Another variant of model specification using single-level SEMs uses structured residuals (see Table 1). In this approach, as described by Curran, Howard, Bainter, Lane, and McGinley (2014), the residuals of the Level 1 observed variables are first transferred to new latent variables, between which Level 1 fixed effects are then specified. When a Level 1 effect is specified through the new residual latent variables (which each contain only Level 1 within-level variability), a direct path between the latent variables provides the Level 2 between effect instead of the Level 2 contextual effect. However, it currently is not possible to use structured residuals to estimate random slope variances for Level 1 effects (through the Level 1 placeholder syntax).
Summary and Recommendations
In this article, I have aimed to explain and illustrate how effects in MLMs should be interpreted, depending on the analyst’s choices (as summarized in Table 1). Given the many nuances involved in this intersection of model specification and software implementation, it can be easy to lose sight of the bigger picture. To that end, I conclude with some practical strategies that can help analysts avoid two primary mistakes that could mar an otherwise meaningful multilevel analysis.

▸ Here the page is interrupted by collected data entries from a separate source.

PR #1896, opened 2023-07-08
CMake Build

islas:
TYPE: new feature

KEYWORDS: CMake, build, make

SOURCE: internal

DESCRIPTION OF CHANGES:
Problem:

Mistake #1: failing to differentiate fixed effects at different levels of analysis
The first mistake, referred to here and elsewhere as the problem of smushing (Hoffman, 2015), is failing to differentiate the effects of a predictor at different levels of analysis. Although in the current context of two-level models only Level 1 predictors are at risk, smushing can happen to any predictor measured below the top level of the model (e.g., Level 2 predictors in three-level models). In this article’s examples, smushing referred to the problem of fitting a single fixed effect of a Level 1 predictor that had variability at both Level 1 and Level 2, such that the single fixed effect constrained the Level 1 within and Level 2 between effects to be the same. Although this problem has most often been described with respect to lower-level main effects, smushing can also occur when interactions with lower-level predictors are estimated. Fortunately, avoiding the mistake of smushing can become more straightforward by following two steps.

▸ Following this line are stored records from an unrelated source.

PR #1904, opened 2023-07-27
Fix Triggering Condition Bug for CAPE Calculation

### LINKED ISSUE #1903: CAPE/CIN bug in afwa diagnostics
@weiwangncar - This PR introduced a bug.

`plfc` is initialized to a dymmy value here:

https://github.com/wrf-model/WRF/blob/3dd1546ba425b5e77d682dd92253738416b3cb0a/phys/module_diag_functions.F#L518-L526

Once the `lfclev` is found then `plfc` is then assigned it final value:
https://github.com/wrf-model/WRF/blob/3dd1546ba425b5e77d682dd92253738416b3cb0a/phys/module_diag_functions.F#L808-L813

Notice that `CAPE` is only updated when `p(k) <= plfc`:

https://github.com/wrf-model/WRF/blob/3dd1546ba425b5e77d682dd92253738416b3cb0a/phys/module_diag_functions.F#L774-L777

This makes sense based on the PR description but the problem is that the `CAPE` assignment happens before `plfc` is assigned. Therefore the condition on line 774 uses the dummy value for `plfc` and it always ends up being false. The overall effect of this is that `cape` is never updated and the WRF outputs for `AFWA_CAPE`, `AFWA_CAPE_MU`, etc. are always zero now.

All we need to do is move the `plfc = p(lfclev)` assignment to somewhere before it is used for the `cin`/`cape` assignment loop at line 821.

_Originally posted by @sael9740 in https://github.com/wrf-model/WRF/issues/1775#issuecomment-1652512844_

zhixiaozhang:
Assign PLFC before calculating CAPE since PLFC is the triggering condition for the CAPE calculation

TYPE: bug fix

KEYWORDS: CAPE, PLFC

SOURCE: Zhixiao Zhang (University of Oxford)

DESCRIPTION OF CHANGES:
Problem:
CAPE can't be updated

Solution:
Assign PLFC value before calculating CAPE because PLFC is the triggering condition for CAPE calculation.

ISSUE: Fixes #1903

LIST OF MODIFIED FILES: WRF/phys/module_diag_functions.F

RELEASE NOTE: Fix triggering condition code bug for CAPE calculation

### DIFF
--- a/phys/module_diag_functions.F
+++ b/phys/module_diag_functions.F
@@ -760,9 +760,10 @@ CONTAINS
             flag = .false.
          END IF
       END DO
-      IF (ellev >= 0) THEN !Modified by Zhixiao
-         pel = p(ellev) !Modified by Zhixiao
-         CIN=REAL ( 0 ) !Modified by Zhixiao
+      IF ((ellev >= 0) .and. (lfclev >= 0)) THEN !Modified by Zhixiao
+         plfc = p (lfclev)
+         pel = p (ellev)
+         CIN=REAL ( 0 )
          DO k = sfc+1, nz
             ! Make CAPE and CIN consistent with AMS definition
             ! https://glossary.ametsoc.org/wiki/Convective_available_potential_energy


dudhia:
We will create a branch for V4.5.2 soon. This should probably go in there. It just missed 4.5.1.

weiwangncar:
@sael9740 Can you see if this PR fixes the problem you saw? Thanks!

weiwangncar:
The regression test results:

    Failed Simulations are: 
    None
    None

sael9740:
@weiwangncar - Yes it does. It is a little funky that it is setting `plfc` twice though. Once at line 764 and once at line 812. I would instead recommend moving lines 809-819 
https://github.com/wrf-model/WRF/blob/3dd1546ba425b5e77d682dd92253738416b3cb0a/phys/module_diag_functions.F#L808-L818

to just before the `IF ((ellev >= 0) .and. (lfclev >= 0)) THEN` on line 763. That would look a lot cleaner to me. But this is just me being picky about readability/cleanliness since the proposed changes work fine.

weiwangncar:
@zhixiaozhang What do you think of the comment by @sael9740?

dudhia (approved):
I will approve it to get in 4.5.2. We can look at suggested mod later.

weiwangncar (approved):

The first step is the easier one: Ascertain the levels at which each lower-level predictor contains variability. For predictors with plausibly normal distributions, this can be done using the empty-means model in Equation 1; for other types of predictors (e.g., ordinal or count variables), a more appropriate generalized MLM variant should be used to fit an empty-means model. Such inspection of variability is an important first step because the presence of level-specific variance is a logical precursor to finding level-specific effects (and thus possible differences between effects at different levels). In addition to level-specific intercept variability, possible level-specific slope variability should be considered. That is, in longitudinal designs, one should test whether time-varying predictors also have between-level variation in the effects of time; between-level variation in the slope of important lower-level predictors can also be relevant in some clustered designs. The bottom line is that a full consideration of how a predictor relates to an outcome includes considering the potential effect of each source of variation in the predictor.
The second step is to ensure that each predictor’s effect is included at every level of the model at which it contains at least some variability. This step can be much more complicated, because one must decide how to represent these level-specific sources of variability as predictors in the model. In this article, I have described the two primary approaches for representing predictor variables: using univariate MLMs and using multivariate MLMs.
When higher-level variability in lower-level predictors is found only in the intercept, one could represent that intercept variability with an observed predictor variable—the mean across lower-level units (e.g., a Level 2 mean
Alternatively, one can treat the lower-level predictor as an outcome (i.e., include it as part of the model likelihood), which then allows its model-estimated variance components to become level-specific latent predictor variables. This is the multivariate MLM approach, which is preferred whenever there is higher-level variability in both lower-level slopes and intercepts (such as when a time-varying predictor shows between-level differences in both the intercept and change over time). As illustrated in the Supplemental Material, multivariate MLMs can be estimated using software for multilevel SEMs and, to a lesser extent, software for single-level SEMs. Although multivariate MLMs can overcome the limitations inherent in univariate MLMs (cases that are missing predictors are not deleted when those predictors are treated as outcomes; bias in higher-level fixed effects is reduced through the use of latent higher-level variables), treating predictors as outcomes means that distributional assumptions for them are invoked. If the typical default distribution—multivariate normal at each level of the model—is not appropriate, then fitting a generalized version of a multivariate MLM (i.e., using nonlinear link functions and nonnormal conditional distributions to predict model outcomes) is possible but can result in even more complexity in estimation (which is already higher in multivariate than in univariate MLMs).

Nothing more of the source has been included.